(Work request):
Which lines of the records below contain the word "tried"? Copy each of them out.

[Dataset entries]
━━━━━━━━━━━━━━━━

PR #2207, opened 2022-03-04
Fix: avoid embedding the user input into the error response.

### LINKED ISSUE #2107: Error message contains whole payload when the type is not correct
**Describe the bug**
I tried to send (wrongly) a string using `POST /indexes/x/documents`. The returned error message from MeiliSearch is as follows: 
`MeiliSearchApiError: The json payload provided is malformed. "whole payload"`.

In my case the `whole payload` is 3million character long. So my error message looks like this:

Screenshot 2022-01-24 at 13 39 54

(ignore the popup from vscode)

**To Reproduce**
1. Add a string instead of a document with content-type json
2. It throws an error containing the whole string

**Expected behavior**
Maybe a more explicit error `The json payload provided is malformed, expected an array but go a string instead`

**Screenshots**
see above

**MeiliSearch version:** v0.25.1

CNLHC:
# Pull Request

## What does this PR do?
Fix #2107. 

The problem is meilisearch embeds the user input to the error message. 

The reason for this problem is `milli` throws a `serde_json: Error` whose `Display` implementation will do this embedding.  

I tried to solve this problem in this PR by manually implementing the `Display` trait for `DocumentFormatError` instead of deriving automatically.

## PR checklist

### DIFF
--- a/meilisearch-http/tests/documents/add_documents.rs
+++ b/meilisearch-http/tests/documents/add_documents.rs
@@ -312,16 +312,7 @@ async fn error_add_malformed_json_documents() {
     // truncate
 
     // length = 100
-    let long = String::from_utf8(
-        "0123456789"
-            .as_bytes()
-            .iter()
-            .cycle()
-            .cloned()
-            .take(100)
-            .collect_vec(),
-    )
-    .unwrap();
+    let long = "0123456789".repeat(10);
 
     let document = format!("\"{}\"", long);
     let req = test::TestRequest::put()
--- a/meilisearch-http/tests/documents/add_documents.rs
+++ b/meilisearch-http/tests/documents/add_documents.rs
@@ -321,9 +321,7 @@ async fn error_add_malformed_json_documents() {
         .to_request();
     let res = test::call_service(&app, req).await;
     let body = test::read_body(res).await;
-    dbg!(&body);
     let response: Value = serde_json::from_slice(&body).unwrap_or_default();
-    dbg!(&response);
     assert_eq!(status_code, 400);
     assert_eq!(
         response["message"],
--- a/meilisearch-http/tests/documents/add_documents.rs
+++ b/meilisearch-http/tests/documents/add_documents.rs
@@ -1,6 +1,5 @@
 use crate::common::{GetAllDocumentsOptions, Server};
 use actix_web::test;
-use itertools::Itertools;
 use meilisearch_http::{analytics, create_app};
 use serde_json::{json, Value};
 use time::{format_description::well_known::Rfc3339, OffsetDateTime};
@@ -329,7 +328,7 @@ async fn error_add_malformed_json_documents() {
     assert_eq!(
         response["message"],
         json!(
-            r#"The `json` payload provided is malformed. `Couldn't serialize document value: invalid type: string "0123456789012345678901234567890123456789012345678901234567890123456789012345678901234567890123456789", expected a documents, or a sequence of documents. at line 1 column 102`."#
+            r#"The `json` payload provided is malformed. `Couldn't serialize document value: invalid type: string "0123456789012345678901234567...890123456789", expected a documents, or a sequence of documents. at line 1 column 102`."#
         )
     );
     assert_eq!(response["code"], json!("malformed_payload"));
@@ -355,7 +354,7 @@ async fn error_add_malformed_json_documents() {
     assert_eq!(
         response["message"],
         json!(
-            r#"The `json` payload provided is malformed. `Couldn't serialize document value: invalid type: string "01234567890123456789012345678901234567890123456789 ... 1234567890123456789012345678901234567890123456789m", expected a documents, or a sequence of documents. at line 1 column 103`."#
+            r#"The `json` payload provided is malformed. `Couldn't serialize document value: invalid type: string "0123456789012345678901234567...90123456789m", expected a documents, or a sequence of documents. at line 1 column 103`."#
         )
     );
     assert_eq!(response["code"], json!("malformed_payload"));
--- a/meilisearch-http/tests/documents/add_documents.rs
+++ b/meilisearch-http/tests/documents/add_documents.rs
@@ -345,9 +345,7 @@ async fn error_add_malformed_json_documents() {
         .to_request();
     let res = test::call_service(&app, req).await;
     let body = test::read_body(res).await;
-    dbg!(&body);
     let response: Value = serde_json::from_slice(&body).unwrap_or_default();
-    dbg!(&response);
     assert_eq!(status_code, 400);
     assert_eq!(
         response["message"],
--- a/meilisearch-http/tests/documents/add_documents.rs
+++ b/meilisearch-http/tests/documents/add_documents.rs
@@ -348,8 +348,7 @@ async fn error_add_malformed_json_documents() {
         json!("https://docs.meilisearch.com/errors#malformed_payload")
     );
 
-
-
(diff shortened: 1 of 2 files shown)


meilisearch-lib/src/document_formats.rs
```diff
@@ -23,16 +24,27 @@ impl fmt::Display for PayloadType {
...
+        match self {
+            Self::Internal(e) => write!(f, "An internal error has occurred. `{}`.", e),
+            Self::MalformedPayload(me, b) => match me.borrow() {
+                milli::documents::Error::JsonError(se) => write!(
+                    f,
+                    "The `{}` payload provided is malformed. `Couldn't serialize document value. at line {} column {}`",
+                    b,se.line(),se.column()
+                ),
+                _ => write!(f, "The `{}` payload provided is malformed. `{}`.", b, me),
+            },
```
Kerollmops, line 43:
```suggestion
            Self::Internal(e) => write!(f, "An internal error has occurred: `{}`.", e),
            Self::MalformedPayload(me, b) => match me.borrow() {
                milli::documents::Error::JsonError(se) => write!(
                    f,
                    "The `{}` payload provided is malformed. `Couldn't serialize document value at line {} column {}`",
                    b, se.line(), se.column()
                ),
                _ => write!(f, "The `{}` payload provided is malformed: `{}`.", b, me),
            },
```

Kerollmops (changes requested):
Thank you very much for your PR!
Apart from some esthetic changes, it's good for me.

meilisearch-lib/src/document_formats.rs
```diff
@@ -23,16 +24,27 @@ impl fmt::Display for PayloadType {
...
 pub enum DocumentFormatError {
-    #[error("An internal error has occurred. `{0}`.")]
     Internal(Box<dyn std::error::Error + Send + Sync + 'static>),
-    #[error("The `{1}` payload provided is malformed. `{0}`.")]
-    MalformedPayload(
-        Box<dyn std::error::Error + Send + Sync + 'static>,
-        PayloadType,
-    ),
+    MalformedPayload(Box<milli::documents::Error>, PayloadType),
+}
```
Kerollmops, line 31:
```suggestion
}

```

meilisearch-lib/src/document_formats.rs
```diff
@@ -23,16 +24,27 @@ impl fmt::Display for PayloadType {
...
+                    f,
+                    "The `{}` payload provided is malformed. `Couldn't serialize document value at line {} column {}`",
+                    b, se.line(), se.column()
+                ),
+                _ => write!(f, "The `{}` payload provided is malformed: `{}`.", b, me),
+            },
+        }
+    }
 }
+impl std::error::Error for DocumentFormatError {}
```
Kerollmops, line 47:
```suggestion

impl std::error::Error for DocumentFormatError {}
```

Kerollmops (changes requested):
I had some thoughts about your PR and think it removes too much information about the error, users will be lost if an error occurs and only the line and column are specified.

What do you think about ellipsing the message? By using something like 50 chars at the start and 50 chars at the end:
```
The `json` payload provided is malformed. `Couldn't serialize document value: invalid type: string \"my very ver...very very long body here\", expected a documents, or a sequence of documents. at line 1 column 7`.
```

CNLHC:
Sorry for the late response. I will submit a patch to  follow the suggestion of @Kerollmops today.

curquiza:
@CNLHC thanks a lot for these changes 🙏 
Looks like there is a tiny issue to fix with our clippy CI before Kero reviews it :)

meilisearch-http/tests/documents/add_documents.rs
```diff
@@ -307,6 +308,71 @@ async fn error_add_malformed_json_documents() {
...
+    let long = String::from_utf8(
+        "0123456789"
+            .as_bytes()
+            .iter()
+            .cycle()
+            .cloned()
+            .take(100)
+            .collect_vec(),
+    )
+    .unwrap();
```
Kerollmops, line 324:
```suggestion
    let long = "0123456789".repeat(10);
```

Kerollmops (changes requested):
Thank you very much for your contribution ❤️
However, could you modify the tests according to the changes I proposed with the ellipsing algorithm? And could you stash everything into one final commit when we are done, please?

meilisearch-lib/src/document_formats.rs
```diff
@@ -23,17 +24,47 @@ impl fmt::Display for PayloadType {
...
+                        } else {
+                            serde_msg = String::from("");
+                        }
+                    }
+
+                    write!(
+                    f,
+                    "The `{}` payload provided is malformed. `Couldn't serialize document value: {}`.",
+                    b,serde_msg
+                )
```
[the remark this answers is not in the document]
CNLHC: In some cases, this method will lead to weird error messages. For example, if the raw message is 
```
The `json` payload provided is malformed. `Couldn't serialize document value: invalid type: string "0123456789012345678901234567890123456789012345678901234567890123456789012345678901234567890123456789", expected a documents, or a sequence of documents. at line 1 column 102`.
```

Using your method, ellipsing the string without parsing the context will  generate

```
The `json` payload provided is malformed. `Couldn't serialize document value: invalid type: string \"0123456789012345678901234567..., or a sequence of documents. at line 1 column 102`.
```

Some meaningful information(The `expected a documents`)  is truncated.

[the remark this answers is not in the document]
CNLHC: The meaningful suffix length cannot be determined. But in most cases, its length is around `75` which is 
`", expected a documents, or a sequence of documents. at line <LINE_NUMBER> column <COLUMN_NUMBER>`

So I suggest to change  `50..serde_msg.len() - 50` to 50..serde_msg.len() - 85`

meilisearch-http/tests/documents/add_documents.rs
```diff
@@ -307,6 +307,62 @@ async fn error_add_malformed_json_documents() {
...
+    let req = test::TestRequest::put()
+        .uri("/indexes/dog/documents")
+        .set_payload(document)
+        .insert_header(("content-type", "application/json"))
+        .to_request();
+    let res = test::call_service(&app, req).await;
+    let body = test::read_body(res).await;
+    dbg!(&body);
+    let response: Value = serde_json::from_slice(&body).unwrap_or_default();
+    dbg!(&response);
```
Kerollmops, line 326:
```suggestion
    let response: Value = serde_json::from_slice(&body).unwrap_or_default();
```

meilisearch-http/tests/documents/add_documents.rs
```diff
@@ -307,6 +307,62 @@ async fn error_add_malformed_json_documents() {
...
```
Kerollmops, line 352:
```suggestion
    let response: Value = serde_json::from_slice(&body).unwrap_or_default();
```

Kerollmops (changes requested):
Thank you, that's better and clever. Could you remove the `dbg!` in the test and I'll merge after that, please?
Once you have done so, could you squash everything in one commit and rebase on main, please?

meilisearch-http/tests/documents/add_documents.rs
CNLHC: Oh, It's my fault. I should remove it.

Kerollmops (approved):
Thank you very much for your work @CNLHC, merging now!
bors merge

━━━━━━━━━━━━━━━━

(Response to the exercise):
I tried to send (wrongly) a string using `POST /indexes/x/documents`. The returned error message from MeiliSearch is as follows: 
I tried to solve this problem in this PR by manually implementing the `Display` trait for `DocumentFormatError` instead of deriving automatically.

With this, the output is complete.